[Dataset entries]
⁂
PR #1007, opened 2026-07-15
feat!(core): add non-templated response schemas and rename templates with T suffix

### LINKED ISSUE #960: [Core] Created non-templated response schemas to support versioning
### Summary

**Problem:** When TypeSpec models have templates (e.g. [`Ok<T>`](https://github.com/HHS/simpler-grants-protocol/blob/98e149afd2059cb67d25246175fb53376e4374dc/lib/core/lib/core/responses/success.tsp#L40-L48) or [`Paginated<T>`](https://github.com/HHS/simpler-grants-protocol/blob/98e149afd2059cb67d25246175fb53376e4374dc/lib/core/lib/core/responses/success.tsp#L70-L82)) they don't get emitted as JSON schemas by TypeSpec. This makes it hard to document changes to those fields, like #959, in our schema changelog and generate the correct documentation for them.

**Recommendation:** The CommonBenefits core library demonstrates how to solve this problem using a combination of base, templated, and non-templated schemas to solve this problem by: 
- Keeping the properties of these templated and non-templated schemas stay in sync
- Enabling maintainers to generate new schemas from these templates: [`Responses.PaginatedT<Models.ProgramBase>`](https://github.com/common-benefits/common-benefits/blob/c164f3431521834f1dfa7275af08448bfe742a1e/lib/core/lib/routes/programs.tsp#L33)
- Generating JSON schemas for these base [response schemas](https://commonbenefits.dev/protocol/responses/success/#ok)

### Examples

- [Ok response](https://github.com/common-benefits/common-benefits/blob/c164f3431521834f1dfa7275af08448bfe742a1e/lib/core/lib/responses/success.tsp#L24-L62) doesn't need a base schema
- [Paginated schema](https://github.com/common-benefits/common-benefits/blob/c164f3431521834f1dfa7275af08448bfe742a1e/lib/core/lib/responses/success.tsp#L68-L102) does require a base schema

### Acceptance criteria

- [x] These base response schemas (e.g. `Ok`, `Paginated`, `Filtered`, etc.) now have JSON schemas generated for them
- [x] These base response schemas have been added to the website docs for responses with versioning, starting with the version in which their templated equivalent was added (so v0.1.0 for most)
- [x] The templated versions of these schemas are now suffixed with `T` (e.g. `OkT`) and are still used to generate response bodies for the routes
- [x] The approach to implementing this either closely matches the CommonBenefits protocol, or the PR explains why an easier option exists (e.g. TypeSpec now supports this natively through `tsconfig.json` -- though I don't think they do at the moment)

SnowboardTechie:
### Summary

- Fixes #960
- Time to review: 15 minutes

### Changes proposed

- Adds non-templated `Ok`, `Paginated`, `Sorted`, `Filtered`, and `Created` response models so they are emitted as standalone JSON schemas and picked up by the schema changelog (all versioned from v0.1.0, matching when their templated equivalents were added).
- Renames the templated variants with a `T` suffix (`OkT<T>`, `PaginatedT<T>`, `SortedT<T>`, `FilteredT<ItemsT, FilterT>`, `CreatedT<T>`); routes still use these to generate response bodies.
- Documents the concrete schemas on the website responses pages (including a new `Created` section) with `<SchemaChangelog>` blocks, replacing the previously hand-written JSON schema snippets with the emitted schema files.
- Adds a minor changeset for `@common-grants/core` — specs consuming the old templated names (e.g. `Responses.Ok<T>`) must switch to the `T`-suffixed equivalents.

### Context for reviewers

The approach follows the CommonBenefits core library's base/templated schema split, with one adaptation: the templated variants **spread** a shared `*Base<T>` model instead of extending it. Extending a templated parent makes the openapi3 emitter declare the parent instantiations as named schemas, which fails with `duplicate-type-name` errors in our setup; spreading inlines the shared properties the same way the previous `...Paginated<T>` composition did. The shared base still keeps the concrete and templated variants in sync. TypeSpec still has no native way to emit uninstantiated templates as schemas, so the base-model approach remains necessary.

Notes on the generated-output diffs:

- Route response bodies in the OpenAPI output are unchanged apart from description strings; inherited `status`/`message` now arrive via `allOf: Success` composition instead of inline flattening (semantically equivalent).
- `Success.yaml` loses `unevaluatedProperties: not: {}` — expected: the emitter unseals schemas that are now composed via `allOf` by the new concrete response schemas. The concrete response schemas re-seal at their own level.
- Regenerating on the `HOLD-core-v0.4.0` base also syncs the CLI OpenAPI copies (`lib/cli/lib/openapi/`), including a new `openapi.0.4.0.yaml` — earlier merges to the hold branch (awards, identifiers, the application `name` → `title` rename) had only regenerated the website copies, so the CLI files pick up that drift here alongside the response-schema changes.

Verified with `pnpm run ci` at the repo root (all packages green) and by inspecting the built responses pages, which now render the emitted schemas and v0.1.0 changelog tables for `Ok`, `Created`, `Paginated`, `Sorted`, and `Filtered`.

### Additional information

New emitted schemas: `Ok.yaml`, `Paginated.yaml`, `Sorted.yaml`, `Filtered.yaml`, `Created.yaml` (see `website/public/schemas/yaml/`). Example (`Paginated.yaml`):

```yaml
$schema: https://json-schema.org/draft/2020-12/schema
$id: Paginated.yaml
type: object
properties:
  items:
    type: array
    items: {}
    description: Items from the current page
  paginationInfo:
    $ref: PaginatedResultsInfo.yaml
    description: Details about the paginated results
required:
  - items
  - paginationInfo
allOf:
  - $ref: Success.yaml
unevaluatedProperties:
  not: {}
description: A 200 response with a paginated list of items
```


lib/cli/lib/openapi/openapi.0.1.0.yaml
```diff
@@ -8,6 +8,8 @@ info:
     it must implement all of the routes with the "required" tag in this specification.
   version: 0.1.0
 tags:
+  - name: Awards
+    description: Endpoints related to grant awards
```
widal001: I don't _think_ should have been preserved in the auto-generated OpenAPI specs for this version, since `pnpm typespec:openapi` should run a script that strips out tags without any routes.

Either this PR is missing a recent update from `HOLD-core-v0.4.0` or some change in the core library is causing some awards to leak through into v0.1.0

widal001: Oh wait, I'm realizing now that this is in the CLI. Bumping these OpenAPI specs should happen separately once we've locked down the updates to the core library and will also require a minor changeset for the CLI, since it changes the default spec used by `cg check spec`

widal001 (approved):
Once you remove the CLI openAPI changes (which should be handled in a separate PR) this should be good to merge!

lib/cli/lib/openapi/openapi.0.1.0.yaml
SnowboardTechie: Got it, that makes sense. Reverted the bundled CLI specs to their HOLD-core-v0.4.0 versions and dropped the new 0.4.0 file in 36d9d14, so this PR no longer touches the default spec for `cg check spec`.

PR #1010, opened 2026-07-15
feat(py-sdk)!: derive camelCase wire naming from a shared alias generator

SnowboardTechie:
### Summary

- Fixes the `event_type` pyright errors surfaced by the plugin's pyright switch (common-grants/py-cg-grants-gov#11) with the universal approach from [the review thread](https://github.com/HHS/simpler-grants-protocol/pull/1010#discussion_r3590392259): camelCase wire naming comes from a shared `AliasGenerator` on the model config, and ~60 per-field `alias=` declarations are deleted.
⁂
Task details: Identify all lines in the records above with the word "been".

Output for this exercise:
- [x] These base response schemas have been added to the website docs for responses with versioning, starting with the version in which their templated equivalent was added (so v0.1.0 for most)
widal001: I don't _think_ should have been preserved in the auto-generated OpenAPI specs for this version, since `pnpm typespec:openapi` should run a script that strips out tags without any routes.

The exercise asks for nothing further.